Collected data entries:
☆ ☆ ☆ ☆ ☆
PR #106, opened 2025-11-12
Fix analysis edge cases

qixotic:
## Description

Handle analysis edge cases:
* no fetched rows for analysis (we've seen this happen when the wrong ids were used)
* no fetched rows for a subset of arms (e.g. an Online experiment just started and only has a few arms with non-zero assignments so far)
* fetched rows for _all_ arms for a particular metric are all missing values (can happen for one-time-only metrics or metrics that were newly constructed in your dwh)

Adds a new `testing_dwh.csv.zst` column: `is_onboarded_onetime` simulating a "one-time metric", with the first 500k rows having the value NULL, and the remaining being a copy of `is_onboarded`.

Also add myself to stats CODEOWNERS so I don't need to always bug Poornima for non-stats changes to that module. :)

Corresponding FE PR: https://github.com/agency-fund/evidential-fe/pull/166

## How has this been tested?

unittests

Also query prod db to verify that FreqExperimentAnalysisResponse.metric_analyses all have non-null metric_name and metric fields, and that the names match the nested field_name:
```
select 
    ma.value->>'metric_name', ma.value->'metric'->>'field_name', * 
from snapshots s
CROSS JOIN LATERAL jsonb_array_elements(s.data->'metric_analyses') AS ma(value)
where
    (
        ma.value->>'metric' is NULL
        OR ma.value->>'metric_name' is NULL
        OR ma.value->>'metric_name' != ma.value->'metric'->>'field_name'
    )
    AND s.data->>'type' not in ('bandit')
    AND s.data IS NOT NULL
;
```

Also extended the test dwh data to be able to write a unittest for one edge case. DuckDB CLI was used to add a new column (thanks @dctaf for the reference in our old xngin repo):

```
CREATE TABLE dwh AS SELECT * FROM 'src/xngin/apiserver/testdata/testing_dwh.csv.zst';  -- duckdb syntax
select is_onboarded, count(*) from dwh where id <= 500000 group by 1;
┌──────────────┬──────────────┐
│ is_onboarded │ count_star() │
│   boolean    │    int64     │
├──────────────┼──────────────┤
│ false        │       349825 │
│ true         │       150175 │
└──────────────┴──────────────┘
select is_onboarded, count(*) from dwh where id > 500000 group by 1;
┌──────────────┬──────────────┐
│ is_onboarded │ count_star() │
│   boolean    │    int64     │
├──────────────┼──────────────┤
│ true         │       149966 │
│ false        │       350034 │
└──────────────┴──────────────┘

ALTER TABLE dwh ADD is_onboarded_onetime BOOLEAN NULL;

WITH maxid AS (
    SELECT max(id) AS max_id FROM dwh
)
-- SELECT * from maxid;
-- next CTE to hold our new column values
, newdata AS (  
    SELECT
        dwh.id,
        -- a copy of is_onboarded, but with the first half NULLed out
        CASE
            WHEN dwh.id <= maxid.max_id / 2 THEN NULL
            ELSE dwh.is_onboarded
        END AS is_onboarded_onetime
    FROM dwh CROSS JOIN maxid 
)
-- select * from newdata where is_onboarded_onetime is NOT NULL;
UPDATE dwh
SET is_onboarded_onetime = newdata.is_onboarded_onetime
FROM newdata WHERE dwh.id = newdata.id;

SELECT is_onboarded_onetime, count(*) from dwh group by 1;
┌──────────────────────┬──────────────┐
│ is_onboarded_onetime │ count_star() │
│       boolean        │    int64     │
├──────────────────────┼──────────────┤
│ false                │       350034 │
│ NULL                 │       500000 │
│ true                 │       149966 │
└──────────────────────┴──────────────┘

COPY dwh (
    gender,
    ethnicity,
    first_name,
    last_name,
    id,
    income,
    potential_0,
    potential_1,
    is_recruited,
    is_registered,
    is_onboarded,
    is_onboarded_onetime,
    is_engaged,
    is_retained,
    baseline_income,
    current_income,
    uuid_filter,
    sample_date,
    sample_timestamp,
    timestamp_with_tz)
TO 'src/xngin/apiserver/testdata/testing_dwh.csv.zst';
```

And then finally, we recompress the zst file before adding it to the commit:
```
ls -lh src/xngin/apiserver/testdata/testing_dwh.csv.zst
zstd -d -c src/xngin/apiserver/testdata/testing_dwh.csv.zst | zstd -9 > /tmp/smaller.tgz
mv /tmp/smaller.tgz src/xngin/apiserver/testdata/testing_dwh.csv.zst
ls -lh src/xngin/apiserver/testdata/testing_dwh.csv.zst
```

## Checklist

Fill with `x` for completed.


dctaf (approved):
The changes to common_api_types suggest a `task genapiclient` run is worthwhile.

qixotic:
> The changes to common_api_types suggest a `task genapiclient` run is worthwhile.

Yes, opened the corresponding PR 👍

src/xngin/apiserver/routers/experiments/experiments_common.py
```diff
@@ -1022,20 +1029,36 @@ async def analyze_experiment_freq_impl(
...
-                    arm_id=arm.id,
-                    arm_name=arm.name,
-                    arm_description=arm.description,
-                    is_baseline=arm_result.is_baseline,
-                    estimate=arm_result.estimate,
-                    p_value=arm_result.p_value,
-                    t_stat=arm_result.t_stat,
-                    std_error=arm_result.std_error,
-                    num_missing_values=arm_result.num_missing_values,
+            if arm.id in analyze_results[metric_name]:
```
poornimaramesh: Is it possible that all arms have missing values for a given metric in every row, even if participant IDs are configured correctly in the dwh? L1032 would fail in this case no, because `analyze_freq_experiment` would return an empty dictionary? I didn't see a test for this, so I are we sure this won't happen?

qixotic: Yes, a 'one-time-metric' could have all rows be NA initially until the outcome is finally recorded in the dwh. There's an else condition at 1049 to handle when we don't find the arm. (The FE PR shows the corresponding UI when num_missing_values=-1

src/xngin/stats/test_analysis.py
```diff
@@ -167,3 +168,39 @@ def test_analysis_with_missing_outcomes(test_assignments, test_outcomes):
...
+        else:
+            assert metric_results[arm_id].estimate is not None
+            assert metric_results[arm_id].p_value is not None
+            assert metric_results[arm_id].t_stat is not None
+            assert metric_results[arm_id].std_error is not None
+            assert metric_results[arm_id].num_missing_values == 0
+
+    # But when *all* arms are missing values, we should get an empty result,
+    # since no regression was performed.
+    num_missing_values = len(test_outcomes)
```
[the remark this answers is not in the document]
qixotic: See above; we should be covered when no analysis is generated for an arm!

PR #468, opened 2015-03-21
[PSR-7] TCP abbreviation should be uppercase

samdark:
This is very minor change. `tcp` in text was changed to `TCP` since it's an abbreviation.


weierophinney:
@pmjones :+1:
☆ ☆ ☆ ☆ ☆
What is expected: The entries above are to be output exactly as they appear.

Response area:
PR #106, opened 2025-11-12
Fix analysis edge cases

qixotic:
## Description

Handle analysis edge cases:
* no fetched rows for analysis (we've seen this happen when the wrong ids were used)
* no fetched rows for a subset of arms (e.g. an Online experiment just started and only has a few arms with non-zero assignments so far)
* fetched rows for _all_ arms for a particular metric are all missing values (can happen for one-time-only metrics or metrics that were newly constructed in your dwh)

Adds a new `testing_dwh.csv.zst` column: `is_onboarded_onetime` simulating a "one-time metric", with the first 500k rows having the value NULL, and the remaining being a copy of `is_onboarded`.

Also add myself to stats CODEOWNERS so I don't need to always bug Poornima for non-stats changes to that module. :)

Corresponding FE PR: https://github.com/agency-fund/evidential-fe/pull/166

## How has this been tested?

unittests

Also query prod db to verify that FreqExperimentAnalysisResponse.metric_analyses all have non-null metric_name and metric fields, and that the names match the nested field_name:
```
select 
    ma.value->>'metric_name', ma.value->'metric'->>'field_name', * 
from snapshots s
CROSS JOIN LATERAL jsonb_array_elements(s.data->'metric_analyses') AS ma(value)
where
    (
        ma.value->>'metric' is NULL
        OR ma.value->>'metric_name' is NULL
        OR ma.value->>'metric_name' != ma.value->'metric'->>'field_name'
    )
    AND s.data->>'type' not in ('bandit')
    AND s.data IS NOT NULL
;
```

Also extended the test dwh data to be able to write a unittest for one edge case. DuckDB CLI was used to add a new column (thanks @dctaf for the reference in our old xngin repo):

```
CREATE TABLE dwh AS SELECT * FROM 'src/xngin/apiserver/testdata/testing_dwh.csv.zst';  -- duckdb syntax
select is_onboarded, count(*) from dwh where id <= 500000 group by 1;
┌──────────────┬──────────────┐
│ is_onboarded │ count_star() │
│   boolean    │    int64     │
├──────────────┼──────────────┤
│ false        │       349825 │
│ true         │       150175 │
└──────────────┴──────────────┘
select is_onboarded, count(*) from dwh where id > 500000 group by 1;
┌──────────────┬──────────────┐
│ is_onboarded │ count_star() │
│   boolean    │    int64     │
├──────────────┼──────────────┤
│ true         │       149966 │
│ false        │       350034 │
└──────────────┴──────────────┘

ALTER TABLE dwh ADD is_onboarded_onetime BOOLEAN NULL;

WITH maxid AS (
    SELECT max(id) AS max_id FROM dwh
)
-- SELECT * from maxid;
-- next CTE to hold our new column values
, newdata AS (  
    SELECT
        dwh.id,
        -- a copy of is_onboarded, but with the first half NULLed out
        CASE
            WHEN dwh.id <= maxid.max_id / 2 THEN NULL
            ELSE dwh.is_onboarded
        END AS is_onboarded_onetime
    FROM dwh CROSS JOIN maxid 
)
-- select * from newdata where is_onboarded_onetime is NOT NULL;
UPDATE dwh
SET is_onboarded_onetime = newdata.is_onboarded_onetime
FROM newdata WHERE dwh.id = newdata.id;

SELECT is_onboarded_onetime, count(*) from dwh group by 1;
┌──────────────────────┬──────────────┐
│ is_onboarded_onetime │ count_star() │
│       boolean        │    int64     │
├──────────────────────┼──────────────┤
│ false                │       350034 │
│ NULL                 │       500000 │
│ true                 │       149966 │
└──────────────────────┴──────────────┘

COPY dwh (
    gender,
    ethnicity,
    first_name,
    last_name,
    id,
    income,
    potential_0,
    potential_1,
    is_recruited,
    is_registered,
    is_onboarded,
    is_onboarded_onetime,
    is_engaged,
    is_retained,
    baseline_income,
    current_income,
    uuid_filter,
    sample_date,
    sample_timestamp,
    timestamp_with_tz)
TO 'src/xngin/apiserver/testdata/testing_dwh.csv.zst';
```

And then finally, we recompress the zst file before adding it to the commit:
```
ls -lh src/xngin/apiserver/testdata/testing_dwh.csv.zst
zstd -d -c src/xngin/apiserver/testdata/testing_dwh.csv.zst | zstd -9 > /tmp/smaller.tgz
mv /tmp/smaller.tgz src/xngin/apiserver/testdata/testing_dwh.csv.zst
ls -lh src/xngin/apiserver/testdata/testing_dwh.csv.zst
```

## Checklist

Fill with `x` for completed.


dctaf (approved):
The changes to common_api_types suggest a `task genapiclient` run is worthwhile.

qixotic:
> The changes to common_api_types suggest a `task genapiclient` run is worthwhile.

Yes, opened the corresponding PR 👍

src/xngin/apiserver/routers/experiments/experiments_common.py
```diff
@@ -1022,20 +1029,36 @@ async def analyze_experiment_freq_impl(
...
-                    arm_id=arm.id,
-                    arm_name=arm.name,
-                    arm_description=arm.description,
-                    is_baseline=arm_result.is_baseline,
-                    estimate=arm_result.estimate,
-                    p_value=arm_result.p_value,
-                    t_stat=arm_result.t_stat,
-                    std_error=arm_result.std_error,
-                    num_missing_values=arm_result.num_missing_values,
+            if arm.id in analyze_results[metric_name]:
```
poornimaramesh: Is it possible that all arms have missing values for a given metric in every row, even if participant IDs are configured correctly in the dwh? L1032 would fail in this case no, because `analyze_freq_experiment` would return an empty dictionary? I didn't see a test for this, so I are we sure this won't happen?

qixotic: Yes, a 'one-time-metric' could have all rows be NA initially until the outcome is finally recorded in the dwh. There's an else condition at 1049 to handle when we don't find the arm. (The FE PR shows the corresponding UI when num_missing_values=-1

src/xngin/stats/test_analysis.py
```diff
@@ -167,3 +168,39 @@ def test_analysis_with_missing_outcomes(test_assignments, test_outcomes):
...
+        else:
+            assert metric_results[arm_id].estimate is not None
+            assert metric_results[arm_id].p_value is not None
+            assert metric_results[arm_id].t_stat is not None
+            assert metric_results[arm_id].std_error is not None
+            assert metric_results[arm_id].num_missing_values == 0
+
+    # But when *all* arms are missing values, we should get an empty result,
+    # since no regression was performed.
+    num_missing_values = len(test_outcomes)
```
[the remark this answers is not in the document]
qixotic: See above; we should be covered when no analysis is generated for an arm!

PR #468, opened 2015-03-21
[PSR-7] TCP abbreviation should be uppercase

samdark:
This is very minor change. `tcp` in text was changed to `TCP` since it's an abbreviation.


weierophinney:
@pmjones :+1:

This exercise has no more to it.